Photo of Steve IronsSteve Irons (Swan, Liberal Party) Share this | | Hansard source

Two speeches ago the member for Petrie mentioned that no-one from the coalition was talking on homelessness. Well, I am here to talk on it. I have raced up just to talk about homelessness in my electorate of Swan.

Last Tuesday, a distressed lady called Linda came to my office seeking assistance. Linda had recently been made homeless after being forced to leave her rental property. She also has cancer. With no affordable rental accommodation in the area, Linda approached Homes West for help. With the chronic shortage in public housing, Linda was told that she would have to wait indefinitely for somewhere to live. Sadly, she is now one of the 17,000 Western Australians on a waiting list for Homes West accommodation and has to sleep in her car at night. Unfortunately Linda is just one of the many locals who have approached me recently for help. There are members of my local community that are being pushed to breaking point.

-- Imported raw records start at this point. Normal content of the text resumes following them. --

PR #987, opened 2022-05-13
Update llvm-pretty, remove upstreamed debug info utilities

### LINKED ISSUE #696: Handling LLVM debug information
In both `uc-crux-llvm` and SAW (at least), we sometimes need to extract e.g. function argument names or struct field names from LLVM's debug info. Where should the code to do this live?

See discussion here: https://github.com/GaloisInc/crucible/pull/673#discussion_r599103951

langston-barrett:
Fixes #696.

### DIFF
--- a/uc-crux-llvm/src/UCCrux/LLVM/Context/Function.hs
+++ b/uc-crux-llvm/src/UCCrux/LLVM/Context/Function.hs
@@ -37,6 +37,8 @@ import           Control.Lens ((^.), Simple, Lens, lens)
 import           Data.Functor.Const (Const(Const, getConst))
 import qualified Data.Map as Map
 import           Data.Map (Map)
+import qualified Data.IntMap as IntMap
+import           Data.IntMap (IntMap)
 import           Data.Monoid (getFirst, First(First))
 import           Data.Text (Text)
 import qualified Data.Text as Text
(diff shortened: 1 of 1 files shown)


uc-crux-llvm/src/UCCrux/LLVM/Context/Function.hs
```diff
@@ -205,21 +208,23 @@ tryMakeFunctionContext modCtx defnSymb argFullTypes argTypes =
...
                   (Ctx.size argFullTypes)
-                  (fmap (First . Just) (debugInfoArgNames (getModule llvmMod) def))
+                  (fmap
+                     (First . Just . Text.pack)
+                     (debugInfoArgNames (getModule llvmMod) def))
               )
         }
 
-mapToContext ::
+intMapToContext ::
```
kquick, line 219: Do the callers care if it's a Map or an IntMap?  If not, keeping the original generalized name helps immunize the callers against needing to know this detail.

langston-barrett: Presumably, in that they need to pass in differently-typed arguments. There's also only one caller, and it's just above (this function is not exported).

RyanGlScott (approved):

There are two aspects of this problem. First, there is a chronic shortage of affordable private rental accommodation in Perth. This has led to a median rent for houses and units in Perth going up by between 17 and 25 per cent respectively in the 12 months to June. Often, as in Linda’s case, rental properties are sold by owners, leaving the occupants nowhere to live. Second, the Carpenter government’s neglect has allowed Homes West’s waiting list to get out of control, leaving those who really need it no chance of obtaining accommodation. What do we define as ‘out of control’? Does the emergency housing waiting period of 18 months sound satisfactory? The normal waiting list is five years. What a sad indictment of the performance of the Gallop and then Carpenter governments, who have idly sat by and watched. The Carpenter government is giving us plenty of spin with no action or substance to their spin to solve these problems. Where have we heard this before? Labor, as they did under Brian Burke, are catering to the top end of the town and ignoring their traditional supporters, with poor or no solutions to grave problems within the community.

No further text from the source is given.